What to work on:
Set down the entries below exactly as written.

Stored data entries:
★ ★ ★ ★ ★
PR #9448, opened 2024-10-10
Improve performance of fetching the content-length for web responses

bdraco:
## What do these changes do?

Small performance improvement for web responses ~1.8% speed up from avoiding all the multiple super calls

ref #2779 https://github.com/aio-libs/aiohttp/issues/2779#issuecomment-2400156629

no

no

### DIFF
--- a/aiohttp/helpers.py
+++ b/aiohttp/helpers.py
@@ -747,9 +747,7 @@ class HeadersMixin:
     def content_length(self) -> Optional[int]:
         """The value of Content-Length HTTP header."""
         content_length = self._headers.get(hdrs.CONTENT_LENGTH)
-        if content_length is None:
-            return None
-        return int(content_length)
+        return None if content_length is None else int(content_length)
 
 
 def set_result(fut: "asyncio.Future[_T]", result: _T) -> None:
--- a/aiohttp/helpers.py
+++ b/aiohttp/helpers.py
@@ -746,12 +746,10 @@ class HeadersMixin:
     @property
     def content_length(self) -> Optional[int]:
         """The value of Content-Length HTTP header."""
-        content_length = self._headers.get(hdrs.CONTENT_LENGTH)
-
+        content_length = self._headers[hdrs.CONTENT_LENGTH]
         if content_length is not None:
             return int(content_length)
-        else:
-            return None
+        return None
 
 
 def set_result(fut: "asyncio.Future[_T]", result: _T) -> None:
--- a/aiohttp/helpers.py
+++ b/aiohttp/helpers.py
@@ -746,7 +746,7 @@ class HeadersMixin:
     @property
     def content_length(self) -> Optional[int]:
         """The value of Content-Length HTTP header."""
-        content_length = self._headers[hdrs.CONTENT_LENGTH]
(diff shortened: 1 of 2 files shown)


aiohttp/helpers.py
```diff
@@ -746,12 +746,10 @@ def charset(self) -> Optional[str]:
     @property
     def content_length(self) -> Optional[int]:
         """The value of Content-Length HTTP header."""
-        content_length = self._headers.get(hdrs.CONTENT_LENGTH)
-
-        if content_length is not None:
-            return int(content_length)
-        else:
+        content_length = self._headers[hdrs.CONTENT_LENGTH]
+        if content_length is None:
```
Dreamsorcerer: This won't be None if we don't use .get(), right?

bdraco: right in this case its typed to `str`.  Will adjust

bdraco: Little bit faster with that change as well 46931.13

bdraco: 1.2% speed up to 1.8% speed up

aiohttp/helpers.py
```diff
@@ -747,11 +747,9 @@ def charset(self) -> Optional[str]:
     def content_length(self) -> Optional[int]:
         """The value of Content-Length HTTP header."""
         content_length = self._headers.get(hdrs.CONTENT_LENGTH)
-
-        if content_length is not None:
-            return int(content_length)
-        else:
+        if content_length is None:
             return None
+        return int(content_length)
```
Dreamsorcerer: One-liner?
```suggestion
        return None if content_length is None else int(content_length)
```

aiohttp/helpers.py
bdraco: Also super interesting is that if we use an IP address its almost 7% faster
★ ★ ★ ★ ★
Task answer:
PR #9448, opened 2024-10-10
Improve performance of fetching the content-length for web responses

bdraco:
## What do these changes do?

Small performance improvement for web responses ~1.8% speed up from avoiding all the multiple super calls

ref #2779 https://github.com/aio-libs/aiohttp/issues/2779#issuecomment-2400156629

no

no

### DIFF
--- a/aiohttp/helpers.py
+++ b/aiohttp/helpers.py
@@ -747,9 +747,7 @@ class HeadersMixin:
     def content_length(self) -> Optional[int]:
         """The value of Content-Length HTTP header."""
         content_length = self._headers.get(hdrs.CONTENT_LENGTH)
-        if content_length is None:
-            return None
-        return int(content_length)
+        return None if content_length is None else int(content_length)
 
 
 def set_result(fut: "asyncio.Future[_T]", result: _T) -> None:
--- a/aiohttp/helpers.py
+++ b/aiohttp/helpers.py
@@ -746,12 +746,10 @@ class HeadersMixin:
     @property
     def content_length(self) -> Optional[int]:
         """The value of Content-Length HTTP header."""
-        content_length = self._headers.get(hdrs.CONTENT_LENGTH)
-
+        content_length = self._headers[hdrs.CONTENT_LENGTH]
         if content_length is not None:
             return int(content_length)
-        else:
-            return None
+        return None
 
 
 def set_result(fut: "asyncio.Future[_T]", result: _T) -> None:
--- a/aiohttp/helpers.py
+++ b/aiohttp/helpers.py
@@ -746,7 +746,7 @@ class HeadersMixin:
     @property
     def content_length(self) -> Optional[int]:
         """The value of Content-Length HTTP header."""
-        content_length = self._headers[hdrs.CONTENT_LENGTH]
(diff shortened: 1 of 2 files shown)


aiohttp/helpers.py
```diff
@@ -746,12 +746,10 @@ def charset(self) -> Optional[str]:
     @property
     def content_length(self) -> Optional[int]:
         """The value of Content-Length HTTP header."""
-        content_length = self._headers.get(hdrs.CONTENT_LENGTH)
-
-        if content_length is not None:
-            return int(content_length)
-        else:
+        content_length = self._headers[hdrs.CONTENT_LENGTH]
+        if content_length is None:
```
Dreamsorcerer: This won't be None if we don't use .get(), right?

bdraco: right in this case its typed to `str`.  Will adjust

bdraco: Little bit faster with that change as well 46931.13

bdraco: 1.2% speed up to 1.8% speed up

aiohttp/helpers.py
```diff
@@ -747,11 +747,9 @@ def charset(self) -> Optional[str]:
     def content_length(self) -> Optional[int]:
         """The value of Content-Length HTTP header."""
         content_length = self._headers.get(hdrs.CONTENT_LENGTH)
-
-        if content_length is not None:
-            return int(content_length)
-        else:
+        if content_length is None:
             return None
+        return int(content_length)
```
Dreamsorcerer: One-liner?
```suggestion
        return None if content_length is None else int(content_length)
```

aiohttp/helpers.py
bdraco: Also super interesting is that if we use an IP address its almost 7% faster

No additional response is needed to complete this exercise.